Wie hast du den Pink Ribbon Charity Walk erlebt?
Ich war überwältigt von so viel gelebter Solidarität. Während mein Mann und ich uns mit 5000 anderen Personen zu einer menschlichen Schleife formierten, unterstützten uns unsere Töchter als unsere grössten Fans. Die gemeinsame Schweigeminute zog dem fröhlichen Treiben kurzzeitig den Stecker. Emotional gerührt standen wir zwei gemeinsam da, vereint in einem Meer aus Menschen. Teil dieser Community zu sein, gibt mir Kraft. Für dieses wertvolles Engagement danke ich Pink Ribbon Schweiz herzlichst.
Was rätst du anderen Mamis, die gerade das Gleiche durchmachen?

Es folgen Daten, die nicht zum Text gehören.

PR #207, opened 2026-04-30
refactor(settings): derive scope type/ID from API field, remove objectId decoding

discostu105:
## Summary

Simplifies how settings objects are displayed and referenced in dtctl:

- **SCOPE_TYPE and SCOPE_ID columns** are now derived from the `scope` field returned by the API (split on the first `-`) rather than from the opaque `objectId` blob. This is simpler and relies only on documented, stable API output.
- **The `fields` query parameter** is now sent on list requests so the API includes `scope` in list responses (previously it was omitted). The parameter is only sent on the first page — the API embeds the field selection in the `nextPageKey` cursor and rejects `fields` on subsequent pages.
- **UUID/UID input support removed.** Passing a UUID-format string to `get`/`delete`/`edit`/`describe settings` previously triggered a full scan of all settings objects across all scopes to resolve it to an objectId. The objectId is the correct and efficient identifier for settings operations.
- **`--schema` and `--scope` flags removed** from `delete settings`, `edit setting`, and `describe settings` — these existed only to support UID resolution.
- **UID column removed** from settings table output.
- Several internal developer docs removed.
- Decoder usage removed from `describe slo`.

## Before / After

**Listing settings (`-o wide`):**

Before — SCOPE column was always empty in list output; SCOPE_TYPE/SCOPE_ID came from opaque objectId decoding:
```
OBJECT ID SHORT           UID                                    SCOPE   SCOPE TYPE    SCOPE ID
vu9U3hXa3q0AAAABABRi...   34145424-39a7-368d-a475-1834f18527de          APPLICATION   00A21C71EC30483F
vu9U3hXa3q0AAAABABRi...   5d7f85e5-327a-3b14-b4f8-ffe1e932b0ee          APPLICATION   00D5A3FDE5097A2A
```

After — SCOPE comes from the API, SCOPE_TYPE/SCOPE_ID are split from it:
```
OBJECT ID SHORT           SCOPE                          SCOPE TYPE    SCOPE ID
vu9U3hXa3q0AAAABABRi...   APPLICATION-00A21C71EC30483F   APPLICATION   00A21C71EC30483F
vu9U3hXa3q0AAAABABRi...   APPLICATION-00D5A3FDE5097A2A   APPLICATION   00D5A3FDE5097A2A
```

Mixed scope types work correctly:
```
OBJECT ID SHORT           SCOPE                          SCOPE TYPE   SCOPE ID
vu9U3hXa3q0AAAABACJi...   HOST_GROUP-7FD7DE8DB037E189    HOST_GROUP   7FD7DE8DB037E189
vu9U3hXa3q0AAAABACJi...   SERVICE-000118600941601B       SERVICE      000118600941601B
vu9U3hXa3q0AAAABACJi...   SERVICE-000CD9426E6248DB       SERVICE      000CD9426E6248DB
```

Singleton scopes (no entity ID) are handled correctly too:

Lass ohne schlechtes Gewissen möglichst viel Hilfe zu, sei gnädig mit dir und dem Erledigen von Haushaltsarbeiten. Staubmäuse beissen nicht. Besinne dich auf das Wesentliche, auf deine Bedürfnisse und die deiner Familie. Fokussiere auf das Positive – auf das, was geht, nicht auf das, was nicht geht. Trotz Chemo schaffte ich es sogar, mit den Kindern einmal Ski zu fahren. Mir half es, Tag für Tag zu nehmen und nicht zu fest in die Kristallkugel der Zukunft zu schauen. Das Eintauchen in die Natur und die Bewegung dienten mir als Psychohygiene. Da konnte ich meine Verzweiflung und Wut loslassen. Die Aufrechterhaltung des Alltags und seiner Routinen gab uns einen Rahmen und ein Stück Normalität. Ehrlich zu kommunizieren, wenn es mir nicht gut ging und warum, war ebenfalls wichtig. Mir persönlich half es zudem, meine Gedanken und die Geschehnisse niederzuschreiben. So konnte ich gleichzeitig verarbeiten und loslassen.
Wie geht es dir heute? Bist du noch immer in Behandlung?
Es geht mir besser. Seit Oktober 2023 arbeite ich wieder in reduziertem Kleinpensum. Auf der Onkologie bin ich zur Verlaufskontrolle Stammgast. Neben der Antihormontherapie (Tabletten und Spritze) schlucke ich täglich zwei Chemotabletten. So sollen potentiell übrig gebliebene Krebszellen am Wachstum gehemmt werden. Ich werde engmaschig kontrolliert. Täglich muss ich mit Beschwerden, Nebenwirkungen und einem reduzierten Energielevel umgehen. Das auszuhalten, ist nicht einfach. Meistens schaffe ich es, zuversichtlich zu sein – zumindest bis zum nächsten MRI im Juni, wenn Angst und Hoffnung wieder nahe beieinanderstehen werden. Meinem zukünftigen Ich möchte ich sagen können: Irgendwann schaust du dir deine Narben an und hörst sie nur noch leise von der Vergangenheit flüstern.